Safety Profile: Adverse Reactions and Contraindications

While Ketalar (Ketamine HCl) Injection 500mg/10mL is highly effective, it is associated with a distinct set of adverse reactions. The most notable is “emergence delirium,” which occurs as the patient recovers from the dissociative anesthetic state. This may include vivid dreams, confusion, or hallucinations. These reactions can be minimized by maintaining a quiet recovery environment or pre-administering benzodiazepines.
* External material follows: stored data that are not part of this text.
Issue #1730, opened 2021-01-25
Data checks: recommended actions


dsherry:
TODO: after all issues have been addressed, loop Raymond in.

PR #1855, opened 2021-02-17
Update outliers data check implementation

### LINKED ISSUE #1745: Data Health/Checks: Probability of Outliers
Idea: calculate the probability that no outliers exist in the non-null entries in the data.

```
def no_outlier_prob(num_records: int, pct_outliers: float) -> float:
    """
    This functions calculates the probability that there are no true
    outliers in a numeric (integer or float) field. It is based on creating
    samples 100,000 samples consisting of a given number of records, and
    then repeating this over a grid of sample sizes. Each value in a sample
    is drawn from a log normal distribution, and then the number of
    potential outliers in the data is determined using the skew adjusted box
    plot approach based on the medcouple statistic. It was observed that the
    distribution of the percentage of outliers could be described by a gamma
    distribution, with the shape and scale parameters changing with the
    sample size. For each sample size, the shape and scale parameters of the
    gamma distriubtion were estimated using maximum likelihood methods. The
    set of estimate shape and scale parameters for different sample size were
    then used to fit equations that relate these two parameters to the sample
    size. These equations use a transendental logrithmic functional form that
    provides a seventh order Taylor series approximation to the two true
    functional relationships, and was estimated using least squares
    regression.

    :param num_records: the integer number of non-missing values in a field
    :param pct_outliers: the percentage of potential outliers in a field
    :return: the probability that no outliers are present in the field
    """

    # calculate the shape and scale parameters of the approximate
    # gamma distribution given the number of records in the data.
    # For both measures, the values are are from a least squares regression
    # model
    log_n = np.log(num_records)
    log_shape = (
        25.8218734380722
        + -29.2320460088643 * log_n
        + 14.8228030299864 * log_n ** 2
        + -4.08052512660036 * log_n ** 3
        + 0.641429075842177 * log_n ** 4
        + -0.0571252717322226 * log_n ** 5
        + 0.00268694343911156 * log_n ** 6
        + -5.19415149920567e-05 * log_n ** 7
    )
    shape_param = np.exp(log_shape)
    log_scale = (
        -19.8196822259052
        + 18.5359212447622 * log_n
        + -8.80487628113388 * log_n ** 2
        + 2.27711870991327 * log_n ** 3
        + -0.344443407676357 * log_n ** 4
        + 0.029820831994345 * log_n ** 5
        + -0.00136611527293756 * log_n ** 6
        + 2.56727158170901e-05 * log_n ** 7
    )
    scale_param = np.exp(log_scale)

    # calculate and return the probability of no true outliers for a gamma
    # cumulative density function
    prob_val = 1.0 - gamma.cdf(pct_outliers, shape_param, scale=scale_param)

    return prob_val
```

What we'll probably want to do is implement a data check that checks the feature to ensure that calculated probability of no outliers is above a certain threshold.  To accomplish this we'll need to do the following.

1. Set a threshold, below which, we throw a warning that there might be outliers present in the data.
2. Set a threshold, below which, we throw warnings that there are probably outliers present in the data.
3. Implement the DataCheck class and the .validate(X, y=None) function to check the inputs and return the proper DataCheckWarnings/DataCheckErrors.

angela97lin:
Closes #1745

### DIFF
--- a/docs/source/release_notes.rst
+++ b/docs/source/release_notes.rst
@@ -12,7 +12,7 @@ Release Notes
         * Added ``is_bounded_like_percentage`` property for objectives. If true, the ``calculate_percent_difference`` method will return the absolute difference rather than relative difference :pr:`1809`
         * Changed ``TargetEncoder`` to preserve custom indices in the data :pr:`1836`
         * Refactored ``explain_predictions`` and ``explain_predictions_best_worst`` to only compute features once for all rows that need to be explained :pr:`1843`
-        * Updated ``OutliersDataCheck`` implementation to calculate the probability of having no outliers :pr:`1745`
+        * Updated ``OutliersDataCheck`` implementation to calculate the probability of having no outliers :pr:`1855`
     * Fixes
     * Changes
         * Modified ``calculate_percent_difference`` so that division by 0 is now inf rather than nan :pr:`1809`
--- a/docs/source/release_notes.rst
+++ b/docs/source/release_notes.rst
@@ -19,6 +19,7 @@ Release Notes
     * Documentation Changes
     * Testing Changes
         * Added back coverage for ``_get_feature_provenance`` in ``TextFeaturizer`` after ``text_columns`` was removed :pr:`1842`
+        * Pin graphviz version for windows builds :pr:`1847`
 
 
 **v0.18.2 Feb. 10, 2021**
--- a/docs/source/release_notes.rst
+++ b/docs/source/release_notes.rst
@@ -12,6 +12,7 @@ Release Notes
         * Added ``is_bounded_like_percentage`` property for objectives. If true, the ``calculate_percent_difference`` method will return the absolute difference rather than relative difference :pr:`1809`
         * Changed ``TargetEncoder`` to preserve custom indices in the data :pr:`1836`
         * Refactored ``explain_predictions`` and ``explain_predictions_best_worst`` to only compute features once for all rows that need to be explained :pr:`1843`
+        * Updated ``OutliersDataCheck`` implementation to calculate the probability of having no outliers :pr:`1745`
     * Fixes
     * Changes
         * Modified ``calculate_percent_difference`` so that division by 0 is now inf rather than nan :pr:`1809`
--- a/evalml/data_checks/outliers_data_check.py
+++ b/evalml/data_checks/outliers_data_check.py
@@ -6,13 +6,142 @@ from evalml.data_checks import (
     DataCheckWarning
 )
 from evalml.utils import _convert_woodwork_types_wrapper, infer_feature_types
+import numpy as np
+from scipy.stats import gamma
+import sys
+from typing import List, Union
 
+import numpy as np
 
 class OutliersDataCheck(DataCheck):
     """Checks if there are any outliers in input data by using IQR to determine score anomalies. Columns with score anomalies are considered to contain outliers."""
 
     def __init__(self):
         """Checks if there are any outliers in the input data."""
+
+    def no_outlier_prob(num_records: int, pct_outliers: float) -> float:
+        """
+        This functions calculates the probability that there are no true
+        outliers in a numeric (integer or float) field. It is based on creating
+        samples 100,000 samples consisting of a given number of records, and
+        then repeating this over a grid of sample sizes. Each value in a sample
+        is drawn from a log normal distribution, and then the number of
+        potential outliers in the data is determined using the skew adjusted box
+        plot approach based on the medcouple statistic. It was observed that the
+        distribution of the percentage of outliers could be described by a gamma
+        distribution, with the shape and scale parameters changing with the
+        sample size. For each sample size, the shape and scale parameters of the
+        gamma distriubtion were estimated using maximum likelihood methods. The
+        set of estimate shape and scale parameters for different sample size were
+        then used to fit equations that relate these two parameters to the sample
+        size. These equations use a transendental logrithmic functional form that
+        provides a seventh order Taylor series approximation to the two true
+        functional relationships, and was estimated using least squares
+        regression.
+
+        :param num_records: the integer number of non-missing values in a field
+        :param pct_outliers: the percentage of potential outliers in a field
+        :return: the probability that no outliers are present in the field
+        """
+
+        # calculate the shape and scale parameters of the approximate
+        # gamma distribution given the number of records in the data.
+        # For both measures, the values are are from a least squares regression
+        # model
+        log_n = np.log(num_records)
+        log_shape = (
+            25.8218734380722
+            + -29.2320460088643 * log_n
+            + 14.8228030299864 * log_n ** 2
+            + -4.08052512660036 * log_n ** 3
+            + 0.641429075842177 * log_n ** 4
+            + -0.0571252717322226 * log_n ** 5
+            + 0.00268694343911156 * log_n ** 6
+            + -5.19415149920567e-05 * log_n ** 7
+        )
+        shape_param = np.exp(log_shape)
+        log_scale = (
+            -19.8196822259052
+            + 18.5359212447622 * log_n
+            + -8.80487628113388 * log_n ** 2
+            + 2.27711870991327 * log_n ** 3
+            + -0.344443407676357 * log_n ** 4
+            + 0.029820831994345 * log_n ** 5
+            + -0.00136611527293756 * log_n ** 6
+            + 2.56727158170901e-05 * log_n ** 7
+        )
+        scale_param = np.exp(log_scale)
+
+        # calculate and return the probability of no true outliers for a gamma
+        # cumulative density function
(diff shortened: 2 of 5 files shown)


docs/source/release_notes.rst
```diff
@@ -12,6 +12,7 @@ Release Notes
         * Added ``is_bounded_like_percentage`` property for objectives. If true, the ``calculate_percent_difference`` method will return the absolute difference rather than relative difference :pr:`1809`
         * Changed ``TargetEncoder`` to preserve custom indices in the data :pr:`1836`
         * Refactored ``explain_predictions`` and ``explain_predictions_best_worst`` to only compute features once for all rows that need to be explained :pr:`1843`
+        * Updated ``OutliersDataCheck`` implementation to calculate the probability of having no outliers :pr:`1745`
```
angela97lin, line 15: Not sure what we are allowed to say given internals and where this impl came from 👀

evalml/tests/data_checks_tests/test_outliers_data_check.py
```diff
@@ -86,3 +86,39 @@ def test_outliers_data_check_string_cols():
                                       details={"columns": ["d"]}).to_dict()],
         "errors": []
     }
+
+
+def test_outlier_score():
```
angela97lin, line 91: Private but added some tests anyways for sanity sake / code coverage :)

evalml/data_checks/outliers_data_check.py
```diff
@@ -50,20 +52,136 @@ def validate(self, X, y=None):
...
+        )
+        scale_param = np.exp(log_scale)
+
+        # calculate and return the probability of no true outliers for a gamma
+        # cumulative density function
+        prob_val = 1.0 - gamma.cdf(pct_outliers, shape_param, scale=scale_param)
+        return prob_val
+
+    @staticmethod
+    def _outlier_score(column, convert_column=False):
```
freddyaboulton, line 132: Why do we need the `convert_column` arg? Looks like we always set it to False

evalml/data_checks/outliers_data_check.py
```diff
@@ -50,20 +52,136 @@ def validate(self, X, y=None):
...
+            high_values = column.filter(high_indices).tolist()
+
+            # calculate outlier probability
+            pct_outliers = (len(low_values) + len(high_values)) / len(column_nonan)
+
+            num_records = len(column_nonan)
+            score = OutliersDataCheck._no_outlier_prob(num_records, pct_outliers)
+            result = {
+                "score": score,
+                "values": {
```
freddyaboulton, line 174: I think we should get rid of most of the stuff in `values` since the `validate` method only checks the score. 

That being said, returning at least a sample of `low_indices` and `high_indices` could be useful for #1730 and users to decide what to do about the outliers.

evalml/data_checks/outliers_data_check.py
```diff
@@ -50,20 +52,136 @@ def validate(self, X, y=None):
...
-            return pd.concat([lower_bound, upper_bound], axis=1)
-
-        iqr = get_IQR(X, k=2.0)
-        has_outliers = ((X < iqr['lower_bound']) | (X > iqr['upper_bound'])).any()
-        cols = list(has_outliers.index[has_outliers])
-        warning_msg = "Column(s) {} are likely to have outlier data.".format(", ".join([f"'{col}'" for col in cols]))
+        has_outliers = []
+        for col in X.columns:
+            results = OutliersDataCheck._outlier_score(X[col], False)
+            if results is not None and results["score"] <= 0.9:
```
freddyaboulton, line 58: I think we should add a comment justifying the 0.9 threshold.

freddyaboulton (approved):
@angela97lin Looks great! I have some small comments about cleaning up the apis of the private static methods.

evalml/data_checks/outliers_data_check.py
angela97lin: Hehe yah in this data check we set it to false since we only grab numeric cols, this is mostly to maintain the same functionality as the data health tools!

evalml/data_checks/outliers_data_check.py
angela97lin: RE comment above, this is mostly to align with what's being used elsewhere, so the same functionality is available in EvalML when we converge :)

evalml/data_checks/outliers_data_check.py
angela97lin: Will do! Right now, this is a threshold for data 'needing improvement' that was decided, I can annotate this c:

evalml/data_checks/outliers_data_check.py
```diff
@@ -50,20 +52,136 @@ def validate(self, X, y=None):
...
+        sample size. For each sample size, the shape and scale parameters of the
+        gamma distriubtion were estimated using maximum likelihood methods. The
+        set of estimate shape and scale parameters for different sample size were
+        then used to fit equations that relate these two parameters to the sample
+        size. These equations use a transendental logrithmic functional form that
+        provides a seventh order Taylor series approximation to the two true
+        functional relationships, and was estimated using least squares
+        regression.
+
+        Original credit goes to Jad Raad and Dan Putler of Alteryx.
```
chukarsten, line 88: Lol I can feel a great weight being lifted from your conscience

evalml/data_checks/outliers_data_check.py
```diff
@@ -50,20 +52,136 @@ def validate(self, X, y=None):
...
+
+        Arguments:
+            column (pd.Series): A column of data to check for outliers in
+            convert_column (bool): If True, convert column to np.int64, if possible.
+
+        Returns:
+            dict: Dictionary containing outlier information
+        """
+        column_nonan = column[~pd.isna(column)]
```
chukarsten, line 144: I know this isn't your code, but...
nit: `column_nonan = column.dropna()`

evalml/data_checks/outliers_data_check.py
```diff
@@ -50,20 +52,136 @@ def validate(self, X, y=None):
...
+
+        if column_nonan.shape[0] == 0:
+            return None
```
chukarsten, line 147: Is this still necessary?  This seems like an implicit redundancy of highly null data check.  If not, it would be nice to snipe it and dedent the rest.

evalml/tests/data_checks_tests/test_outliers_data_check.py
```diff
@@ -86,3 +86,39 @@ def test_outliers_data_check_string_cols():
...
+    results = OutliersDataCheck._outlier_score(has_outlier, convert_column=True)
+    assert results['score'] != 1.0
+    len(results['values']['high_values']) != 0 or len(results['values']['low_values']) != 0
+    no_outlier = pd.Series(np.arange(10)).astype(object)
+    results = OutliersDataCheck._outlier_score(no_outlier, convert_column=True)
+    assert results['score'] == 1.0
+    len(results['values']['high_values']) == 0 and len(results['values']['low_values']) == 0
+
+
+def test_outlier_score_all_nan():
```
chukarsten, line 122: Yea, I think this might be a bit repetitious as we already have a data check for this.  Do we check for all nans in other DataChecks?

chukarsten (approved):
Nice, way to knock out this initially poorly defined PR ;). I think we might be able to remove the nan check stuff, but I'll leave that up to you.

evalml/data_checks/outliers_data_check.py
angela97lin: I understand what you mean by this and the following comment, but I think this check is still nice to have here. In this method, we're checking if the length of the series is 0 because if it is, all of the other math that continues will error out (ex: np.percentile call) so we want to exit early. It is true that we have the highly null data check that will warn users if their data is all null, but our outlier data check still shouldn't error out if the user passes in data with all nan!

evalml/data_checks/outliers_data_check.py
angela97lin: Indeeeeed :')

evalml/data_checks/outliers_data_check.py
```diff
@@ -50,20 +52,135 @@ def validate(self, X, y=None):
...
+
+            low_values = column.filter(low_indices).tolist()
+            high_values = column.filter(high_indices).tolist()
+
+            # calculate outlier probability
+            pct_outliers = (len(low_values) + len(high_values)) / len(column_nonan)
+
+            num_records = len(column_nonan)
+            score = OutliersDataCheck._no_outlier_prob(num_records, pct_outliers)
+            result = {
```
bchen1116, line 171: Is there a reason we return all of this additional info in the result dic when we don't use anything else besides `result['score']` for the resulting message? Are we trying to use these values in the future for something else?

bchen1116 (approved):
LGTM! Left one question, but nothing blocking

evalml/data_checks/outliers_data_check.py
angela97lin: Yes, keeping these values so when we have everything in one place internally/externally, we can just use the evalml impl :)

Cardiovascular effects, such as transient increases in blood pressure and pulse rate, are common and usually self-limiting. However, Ketamine is contraindicated in individuals for whom a significant rise in blood pressure would constitute a serious hazard, such as those with severe cardiovascular disease or uncontrolled hypertension. Additionally, clinicians should monitor for increased intracranial pressure (ICP) and intraocular pressure in susceptible patients.

Drug Interactions and Chemical Compatibility

Ketalar (Ketamine HCl) Injection 500mg/10mL exhibits specific interactions with other clinical agents. Prolonged recovery times may be seen when used in conjunction with barbiturates or narcotics. It is chemically incompatible with barbiturates and diazepam; therefore, these agents should not be mixed in the same syringe or infusion line, as precipitation will occur.

Regulatory Compliance and Storage Standards

As a CIII controlled substance, the procurement and storage of Ketalar (Ketamine HCl) Injection 500mg/10mL are strictly regulated by the DEA. It must be stored at controlled room temperature between 20° to 25°C (68° to 77°F). Vials must be protected from light and kept in a secure, locked cabinet to prevent unauthorized access. Lyfeunit ensures that every DEA Schedule III Anesthetic provided meets these rigorous compliance benchmarks to maintain the highest levels of professional and technical authority.